INPUT DATA:
PR #408, opened 2026-06-29
plugins: edit: add `edit_lines` tool for line-number-based replacements

### LINKED ISSUE #342: Use hashline?
https://blog.can.ac/2026/02/12/the-harness-problem/

Interesting technique.

Honestly just adding a new edit_lines tool that takes line numbers instead of hashes will probably work well too.

tontinton:
Since `read` and `grep` already show lines as `<nr>: <content>`, it makes sense to have an edit tool that works with those line numbers directly. `edit_lines` takes `path`, `start`, `end` (defaults to `start`), and `new_string`, then splices the replacement into that range. Empty `new_string` deletes the range.

The line splitting needed a small trick: files ending with `\n` would produce a phantom empty line from the gmatch pattern, so we strip the trailing newline before splitting and restore it after joining.

Enable via :

```toml
[tools.edit_lines]
enabled = true
```

Closes #342.

### DIFF
--- a/maki-agent/src/permissions.rs
+++ b/maki-agent/src/permissions.rs
@@ -4,7 +4,7 @@ use std::sync::Mutex;
 use std::sync::atomic::{AtomicBool, Ordering};
 
 use maki_config::{
-    DefaultEffect, Effect, PermissionRule, PermissionTarget, PermissionsConfig,
+    DefaultEffect, Effect, FILE_WRITE_TOOLS, PermissionRule, PermissionTarget, PermissionsConfig,
     append_permission_rule,
 };
 use thiserror::Error;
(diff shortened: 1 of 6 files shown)


tontinton:
Testing this out a few days before merging

sdroege:
Going to test this. Let's see if it's actually selected by the model over the normal edit tool :)

cybershape:
maybe we should allow disable the normal edit tool when this is enabled to avoid confusing some models.

tontinton:
> maybe we should allow disable the normal edit tool when this is enabled to avoid confusing some models.

The problem is I assume sometimes it might be simpler for the model to use the old_string and new_string tool

But adding that as a config makes sense

sdroege:
It currently doesn't seem to inherit the edit/multiedit permissions so you need to confirm everything. I just had Mistral Medium 3.5 use it a couple of times successfully (after it failed an edit because it was matching multiple places).

tontinton:
> It currently doesn't seem to inherit the edit/multiedit permissions so you need to confirm everything. I just had Mistral Medium 3.5 use it a couple of times successfully (after it failed an edit because it was matching multiple places).

Fixed that, and also made it to be possible to insert lines (without removing a line) by the model not providing `end` arg to the tool

Thinking of merging as it's optional anyway

sdroege:
Sounds good to me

WORK INSTRUCTIONS:
The range runs from the line with "Going to test" to the last line of the entries above, both included. Restate it word for word.

REPLY TO THE TASK:
Going to test this. Let's see if it's actually selected by the model over the normal edit tool :)

cybershape:
maybe we should allow disable the normal edit tool when this is enabled to avoid confusing some models.

tontinton:
> maybe we should allow disable the normal edit tool when this is enabled to avoid confusing some models.

The problem is I assume sometimes it might be simpler for the model to use the old_string and new_string tool

But adding that as a config makes sense

sdroege:
It currently doesn't seem to inherit the edit/multiedit permissions so you need to confirm everything. I just had Mistral Medium 3.5 use it a couple of times successfully (after it failed an edit because it was matching multiple places).

tontinton:
> It currently doesn't seem to inherit the edit/multiedit permissions so you need to confirm everything. I just had Mistral Medium 3.5 use it a couple of times successfully (after it failed an edit because it was matching multiple places).

Fixed that, and also made it to be possible to insert lines (without removing a line) by the model not providing `end` arg to the tool

Thinking of merging as it's optional anyway

sdroege:
Sounds good to me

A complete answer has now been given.